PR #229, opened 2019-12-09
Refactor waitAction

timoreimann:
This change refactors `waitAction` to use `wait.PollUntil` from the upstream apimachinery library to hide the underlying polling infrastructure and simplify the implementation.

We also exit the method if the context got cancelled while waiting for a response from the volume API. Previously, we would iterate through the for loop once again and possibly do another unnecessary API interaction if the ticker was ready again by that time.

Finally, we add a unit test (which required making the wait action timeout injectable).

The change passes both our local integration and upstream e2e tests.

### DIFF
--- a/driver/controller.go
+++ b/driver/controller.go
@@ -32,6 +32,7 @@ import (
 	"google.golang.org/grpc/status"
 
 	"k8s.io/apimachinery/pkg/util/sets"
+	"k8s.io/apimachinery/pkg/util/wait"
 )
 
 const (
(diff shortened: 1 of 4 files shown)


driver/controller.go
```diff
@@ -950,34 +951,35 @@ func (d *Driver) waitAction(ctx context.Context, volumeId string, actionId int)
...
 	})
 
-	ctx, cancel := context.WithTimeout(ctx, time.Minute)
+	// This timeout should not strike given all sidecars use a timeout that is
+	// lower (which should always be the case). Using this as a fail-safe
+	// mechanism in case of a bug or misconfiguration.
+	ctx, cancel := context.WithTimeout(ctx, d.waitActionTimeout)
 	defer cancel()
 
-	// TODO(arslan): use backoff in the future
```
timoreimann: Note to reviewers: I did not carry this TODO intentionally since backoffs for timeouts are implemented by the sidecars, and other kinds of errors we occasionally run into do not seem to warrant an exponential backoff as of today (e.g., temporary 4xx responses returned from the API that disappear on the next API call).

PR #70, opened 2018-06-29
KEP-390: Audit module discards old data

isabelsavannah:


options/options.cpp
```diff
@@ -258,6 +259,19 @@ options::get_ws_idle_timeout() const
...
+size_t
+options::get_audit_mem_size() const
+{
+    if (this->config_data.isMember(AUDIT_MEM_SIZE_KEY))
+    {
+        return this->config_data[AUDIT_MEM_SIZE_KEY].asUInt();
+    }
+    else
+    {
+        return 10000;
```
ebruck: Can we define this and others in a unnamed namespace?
+++++
Reproduce each line of the records in which the word "should" appears.

+	// This timeout should not strike given all sidecars use a timeout that is
+	// lower (which should always be the case). Using this as a fail-safe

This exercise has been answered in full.